I discovered Margaret Killjoy's work through her appearances on Behind the Bastards and other podcasts (she currently hosts Cool People Who Did Cool Stuff). The focus on community and queer anarchism which is an integral part of those shows is fundamental to the stories in this collection, each in their own way.
“The Devil Lives Here” - Minor CW for injury detail, child death.
“The Free Orcs of Cascadia” - Moderate CW for cursing, blood, violence, murder, death. Minor CW for racism.
“Not One of Us Will Survive the Fog” - Moderate CW for grief, child death, death. Minor CW for antisemitism, homophobia, lesbophobia.
“One Star” - Moderate CW for confinement, car accident. Minor CW for injury detail, suicidal thoughts, death, animal death.
“We Won’t Be Here Tomorrow” - Moderate CW for cursing, drug use, blood, gun violence, murder, death. Minor CW for panic attacks, fire/fire injury, suicide, parental death, child death.
“The Fortunate Death of Jonathan Sandelson” - Moderate CW for cursing, grief, stalking, blood, gun violence, car accident, murder, child death, death.
“Imagine A World So Forgiving” - Moderate CW for cursing, confinement, blood, gore, violence, gun violence, injury detail, murder, animal death, death. Minor CW for vomit.
“Everything That Isn’t Winter” - Moderate CW for drug use, fire, excrement, blood, gore, gun violence, murder, death. Minor CW for sexual content.
“Into the Gray” - Moderate CW for sexual content, blood, violence, body horror, murder, death.
“The Bones of Children” - Moderate CW for transphobia, racism, blood, gore, child death, death.
“Mary Marrow” - Moderate CW for blood, murder, death. Minor CW for violence, cannibalism, suicide, child death, parental death.
“Beyond Sapphire Glass” - Moderate CW for grief, sexual content, suicide, death.
“The Northern Host” - Moderate CW for grief, cursing, racism, violence, gun violence, war, death.

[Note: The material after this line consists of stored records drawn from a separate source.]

PR #1034, opened 2026-05-23
fix(mobile): isPassthroughMode falls back to TaskChatPanel when snapshot is missing (closes #1031)

### LINKED ISSUE #1031: Mobile UI: passthrough TUI silently disappears on re-mount — Chat tab falls back to TaskChatPanel

dbrown99c:
## Summary

Mobile chat panel for a `cli_passthrough` task could silently render `<TaskChatPanel>` (chat-bubble + "Loading messages…" status) instead of the live `<PassthroughTerminal>` xterm, and stay stuck there until a layout swap forced a remount (portrait→landscape uses the desktop layout, which renders `PassthroughTerminal` unconditionally).

## Root cause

“Malediction” - Moderate CW for grief, cursing, sexual content, alcohol, excrement, blood, violence, gun violence, injury detail, suicide, suicidal thoughts, animal death, death.
“Invisible People” - Moderate CW for violence, gun violence, police brutality. Minor CW for cancer, terminal illness, pandemic, death.
“We Who Will Destroy the Future” - Moderate CW for alcohol, excrement, gun violence, murder, death.
“Men of the Ashen Morrow” - Moderate CW for grief, cursing, blood, violence, animal death, death.
“A Reasonable Place If You’re Careful” - Moderate CW for animal death, death.
“The Name of the Forest” - Moderate CW for cursing, grief, sexual content, tick swarm, fire/fire injury, police brutality, gun violence, murder, suicidal thoughts, death.
“It Bleeds, It Burrows, It Breaks the Bone” - Moderate CW for deadnaming, blood, sexual harassment, fire/fire injury, murder, suicide, death.
“The Thirty-Seven Marble Steps” - Moderate CW for kidnapping, confinement, animal death, child death, death.